Ein paar Tage später.
Durch mein Training und das permanente rein schaufeln von Essen, hatte ich in kürzester Zeit wieder etwas an Muskelmasse und Gewicht zugenommen. Obwohl ich lieber faul rum gelegen hätte... Auch meine Tarnung konnte sich sehen lassen. Fake Profile, Fotos und Identität hatte ich bereits erfolgreich angelegt. Jetzt musste der Köder nur noch beißen. Deshalb schlüpfte ich in mein sorgfältig ausgewähltes neues Ich und verfolgte über jede erdenkliche Kamera der Stadt, wo sich dieser Mistkerl aufhielt.
Das Taxi setzte mich ab. Ich setzte mir die Sonnenbrille auf und wackelte in meinen furchtbar unbequemen High-Heels in einen dieser super teuren Designer Boutiquen. Mir wurde natürlich die Tür von einem kleinen schmalen Mann in Anzug aufgehalten, wobei danach direkt das große Belagern begann. Gleich zwei aufgetakelte Verkäuferinnen eilten zu mir. Sie fragten sofort, ob sie mir behilflich sein könnten, doch ich suchte hinter meiner extra dunklen Sonnenbrille nur nach diesem schäbigem Mann. Und ich wusste, dass er hier war. Deshalb fing die Show jetzt an.

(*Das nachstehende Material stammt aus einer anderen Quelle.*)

PR #1959, opened 2018-02-26
elf: only patch elf files that aren't referenced by DT_NEEDED

jhenstridge:

-----
This probably needs a bit more testing, but I thought I'd push the PR now to get some CI feedback.

This is based on an idea I mentioned at the Snapcraft Summit to minimise the number of files we run patchelf on, as described in [bug 1747097](https://bugs.launchpad.net/snapcraft/+bug/1747097).

In brief, when the dynamic linker is searching for DT_NEEDED dependencies of a library, it can use the rpath of the executable or library that pulled in the library.  So for classic snaps, it should only be necessary to patch the rpath of executables or shared library plugins.  As a simple heuristic, any elf file whose soname is listed in the DT_NEEDED of some other elf file doesn't need patching.

I also updated ElfFile to extract architecture information from elf files.  This way we don't e.g. treat an ARM library as satisfying a dependency of an AMD64 executable.

LP: #1747097


snapcraft/internal/elf.py
```diff
@@ -175,6 +176,14 @@ def _extract(self, path):  # noqa: C901
         with open(path, 'rb') as fp:
             elf = elftools.elf.elffile.ELFFile(fp)
 
+            # A set of fields to identify the architecture of the ELF file:
+            #  e_machine: instruction set (e.g. x86-64 vs. arm64)
+            #  EI_CLASS: 32/64 bit (e.g. amd64 vs. x32)
+            #  EI_DATA: byte orer (e.g. ppc64 vs. ppc64le)
```
sergiusens: order

snapcraft/internal/elf.py
```diff
@@ -175,6 +176,14 @@ def _extract(self, path):  # noqa: C901
         with open(path, 'rb') as fp:
             elf = elftools.elf.elffile.ELFFile(fp)
 
+            # A set of fields to identify the architecture of the ELF file:
```
sergiusens: Thanks for adding a comment, can you order these as in the tuple and also add the example value of the constant for x86-64 in e_machine and so on and so forth.

snapcraft/internal/elf.py
```diff
@@ -175,6 +176,17 @@ def _extract(self, path):  # noqa: C901
...
+            #  EI_CLASS: 32/64 bit (e.g. amd64 vs. x32)
+            #  EI_DATA: byte orer (e.g. ppc64 vs. ppc64le)
+            #  e_machine: instruction set (e.g. x86-64 vs. arm64)
+            #
+            # For amd64 binaries, this will evaluate to:
+            #   ('ELFCLASS64', 'ELFDATA2LSB', 'EM_X86_64')
```
kyrofa: Do we need all this information? Or can we just use `get_machine_arch()`?

snapcraft/internal/elf.py
```diff
@@ -589,3 +601,17 @@ def get_elf_files(root: str,
                 elf_files.add(ElfFile(path=path))
 
     return frozenset(elf_files)
+
+
+def get_elf_files_to_patch(elf_files):
```
kyrofa: This function plays an important role here, and would benefit from a good docstring.

kyrofa:
I went ahead and resolved the conflicts and brought this bad boy up to date.

snapcraft/internal/elf.py
jhenstridge: The point of this code is to handle the case where a snap contains ELF files for multiple architectures.  Some examples where this happen include:

1. the core snap for amd64/arm64, which contains libraries to support the matching 32-bit architecture:

    /snap/core/current/lib/i386-linux-gnu/libc-2.23.so
    /snap/core/current/lib/x86_64-linux-gnu/libc-2.23.so

2. architecture all snaps that contain executables for multiple architectures.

"Excuse me please. I'm looking for a new dress for tonight. Could you please show me your evening wear?"
Sofort zeigte man mir den Weg die Treppen hinauf. Wie ich diese Scharade hasste. Ich nahm mir aus meiner kleinen schwarzen Clutch eine meiner Pillen und schluckte sie unbemerkt herunter. Am liebsten wäre ich wieder zurück in meinen kleinen dunklen Raum geflüchtet, in dem es nur mich und meine Bildschirme gab. Aber die Stimme in meinem Kopf, wollte das ich diesem Sack seine Kehle aufschlitzte und ihm dabei zu sah, wie er elendig an seinem eigenen Blut ertrank. Deshalb setzte ich ein extra gekünsteltes Lächeln auf, als ich ihn endlich sehen konnte. Umringt von mehreren Männern in schwarzen Anzügen, die jeden Kunden im Auge behielten.
Die Verkäuferinnen baten mich doch kurz Platz zu nehmen, reichten mir einen Champagner und verschwanden. Schließlich wollten sie mir die teuersten Kleider präsentieren, die ihre aktuelle Kollektion her gab. Ohne zu zögern stand ich wieder auf, als die zwei Hühner endlich außer Sichtweite waren und schaute mich selbst um.Natürlich wartete ich nur auf den Moment, dass Okamoto aus seiner Umkleide heraus kam. Denn jetzt konnte ich los legen. Ich wollte gerade möglichst nah an seinen 'Kindermädchen' vorbei laufen, da stolperte ich ganz aus versehen über meine eigenen Füße, verschüttete den Champagner und landete auf dem Boden. Wie auf Kommando stürmte einer der Verkäuferinnen zu mir zurück. Doch mein Fall blieb nicht unbemerkt. Ich warf mir die langen roten Haare über die Schulter und umfasste dann mit schmerzerfüllten Lauten meinen Knöchel. Die Dame wollte mir aufhelfen, aber ich fuchtelte wie wild herum, machte einen aufstand und befahl ihr, mir sofort Eis zum kühlen zu holen. Dann wollte ich aufstehen, doch vor meinem Blick tauchte eine Hand auf.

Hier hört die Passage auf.